= SOURCE MATERIAL =
PR #6129, opened 2025-01-17
6075 'Invoice Number' column can be clearer

### LINKED ISSUE #6075: 'Invoice Number' column can be clearer
## What went wrong? 😲

I wonder if anyone else finds the invoice numbers confusing if they repeat? I know they are per 'type' but... wondering if they could be clearer?

what if invoice numbers were IA-1 (for inventory additions) or SR-2 (for supplier returns) etc - e.g. maybe we can have identifications before the numbers to indicate which invoice?

photo_2025-01-16 09 48 50

## Expected behaviour 🤔

as per above :)

## How to Reproduce 🔨

1. Choose an item you are testing with
2. Make some changes to it - e.g. add to an outbound shipment, inbound shipment, issue prescription with it - so you have ledger entries to look at
3. Go to Catalogue -> Items -> the item you are testing and click on Ledger
4. See different types of transactions show Invoice Numbers, and sometimes they repeat
5. Even though the numbers are per type of transaction, I still catch myself confused sometimes

## Your environment 🌱

- Database type: PostgreSQL

roxy-dao:
Fixes #6075

# 👩🏻‍💻 What does this PR do?
Concat type + invoice num in ledgers... should change the header? I think it's fine... 🤷🏻 

# 🧪 Testing

- [ ] Go to ledger either through item or stock
- [ ] See type now has invoice type + number

# 📃 Documentation

  1. ledger ss updates
  2.

### DIFF
--- a/client/packages/system/src/Item/DetailView/Tabs/ItemLedger.tsx
+++ b/client/packages/system/src/Item/DetailView/Tabs/ItemLedger.tsx
@@ -45,7 +45,7 @@ const ItemLedgerTable = ({
         key: 'type',
         label: 'label.type',
         accessor: ({ rowData }) =>
-          t(getInvoiceLocalisationKey(rowData.invoiceType)),
+          `${t(getInvoiceLocalisationKey(rowData.invoiceType))} #${rowData.invoiceNumber}`,
         sortable: false,
       },
       {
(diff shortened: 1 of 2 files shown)


jmbrunskill (approved):
Seems fine to me, I think leave it as Type is ok. Not sure what the column name would be otherwise.
To be fair I think Andrei's suggestion of re-ordering the columns would have been fine too.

= TASK REQUIREMENTS =
All of the entries above are to be written out again exactly.

= OUTPUT BELOW =
PR #6129, opened 2025-01-17
6075 'Invoice Number' column can be clearer

### LINKED ISSUE #6075: 'Invoice Number' column can be clearer
## What went wrong? 😲

I wonder if anyone else finds the invoice numbers confusing if they repeat? I know they are per 'type' but... wondering if they could be clearer?

what if invoice numbers were IA-1 (for inventory additions) or SR-2 (for supplier returns) etc - e.g. maybe we can have identifications before the numbers to indicate which invoice?

photo_2025-01-16 09 48 50

## Expected behaviour 🤔

as per above :)

## How to Reproduce 🔨

1. Choose an item you are testing with
2. Make some changes to it - e.g. add to an outbound shipment, inbound shipment, issue prescription with it - so you have ledger entries to look at
3. Go to Catalogue -> Items -> the item you are testing and click on Ledger
4. See different types of transactions show Invoice Numbers, and sometimes they repeat
5. Even though the numbers are per type of transaction, I still catch myself confused sometimes

## Your environment 🌱

- Database type: PostgreSQL

roxy-dao:
Fixes #6075

# 👩🏻‍💻 What does this PR do?
Concat type + invoice num in ledgers... should change the header? I think it's fine... 🤷🏻 

# 🧪 Testing

- [ ] Go to ledger either through item or stock
- [ ] See type now has invoice type + number

# 📃 Documentation

  1. ledger ss updates
  2.

### DIFF
--- a/client/packages/system/src/Item/DetailView/Tabs/ItemLedger.tsx
+++ b/client/packages/system/src/Item/DetailView/Tabs/ItemLedger.tsx
@@ -45,7 +45,7 @@ const ItemLedgerTable = ({
         key: 'type',
         label: 'label.type',
         accessor: ({ rowData }) =>
-          t(getInvoiceLocalisationKey(rowData.invoiceType)),
+          `${t(getInvoiceLocalisationKey(rowData.invoiceType))} #${rowData.invoiceNumber}`,
         sortable: false,
       },
       {
(diff shortened: 1 of 2 files shown)


jmbrunskill (approved):
Seems fine to me, I think leave it as Type is ok. Not sure what the column name would be otherwise.
To be fair I think Andrei's suggestion of re-ordering the columns would have been fine too.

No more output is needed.